On one hand, as people said “if we all approach the challenge in good faith […], this challenge sets the right methodology: (1) examine the software repeatability between runs; (2) examine the reproducibility between datasets of the same DNA sample […]; (3) examine the accuracy against a well-characterized truth set.”; on the other hand, as someone else pointed out “a winning entry for this challenge would not necessarily (and in fact is unlikely) to work well on a different sample.”
This challenge focused on the consistency of the results obtained from both a single as well as two different runs of the same sample. Although the sample that was used has known “truth data” attached to it for certain kinds of calls (“high confidence variant calls”), so that the community can at least partially assess the accuracy of the results obtained, the precisionFDA team was primarily focused on the reproducibility. Part of the reasoning behind that has been very eloquently stated by some of the challenge participants – with so few samples that have known “truth” it is very easy to over-fit the results, so “accuracy” obtained does not provide the complete picture. But we also heard, “This is the first time that software repeatability and inter-dataset reproducibility have been put at front and center of judging a genomics pipeline’s quality. Without repeatability and reproducibility, accuracy is at best a one-time stroke of luck”. We are, however, taking a second look at accuracy in the precisionFDA Truth Challenge.
Lastly, we acknowledge that the evaluation of the results was confined within certain limits; however, the process (and its limitations) can inform future challenges. For example, we did not factor pipeline runtime or resource consumption into our evaluations.
We want to thank those of you who participated in our first challenge! By participating and putting your results and your thoughts out in the public, you fulfilled the first and most important goal of this challenge – to engage and get the dialogue started.

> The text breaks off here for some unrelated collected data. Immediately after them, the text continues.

PR #866, opened 2022-10-04
exclude null fields in _construct_relations

Abdeldjalil-H:
In the method `NewBaseModel._construct_relations` if some relations are null, `expand_relationship` will return `None`. This `None` values will cause the following `AttributeError` when they are passed to `model._orm.add` as `parent`

```
ormar/relations/relation_manager.py", in add
    parent_relation = parent._orm._get(child_name)
AttributeError: 'NoneType' object has no attribute '_orm'
```


Abdeldjalil-H:
Can you please delete this PR, so I can open a clean one because it contains unnecessary commits.

collerek:
In github you cannot delete the pr, I can close it for you so you can open a new one.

This challenge created a dataset that people can study further, if they so choose. We have created an archive of 60 VCF files (compressed with bgzip, and accompanied by tabix index files) that is available as a file on precisionFDA. We have also created a similar app asset, which can be included in apps that need direct access to the unarchived VCF files. We are excited to see how the community will use this in the future. Perhaps the results available from the challenge can provide some interesting ideas for precisionFDA and the scientific community to build upon.
In closing, we would like to leave you with several encouraging quotes from our community, which will hopefully inspire all readers to participate in one of our upcoming challenges:
“When I started working in this industry I felt that everyone claimed that their pipeline was better, but there was no objective way of measuring, so it sounded like an ad for car insurance. I think your challenges will move our industry forward immensely.”
“I wish to congratulate your team for putting together a bioinformatics challenge like that, it is a nice and unique idea. It can become a significant community resource for NGS work and data in future”.
“The challenge made me aware of many good software methods, thanks!”
“We found this experience is very helpful for us to improve our understanding of our pipeline.”
“We plan on contacting a fellow participant to try their pipeline.”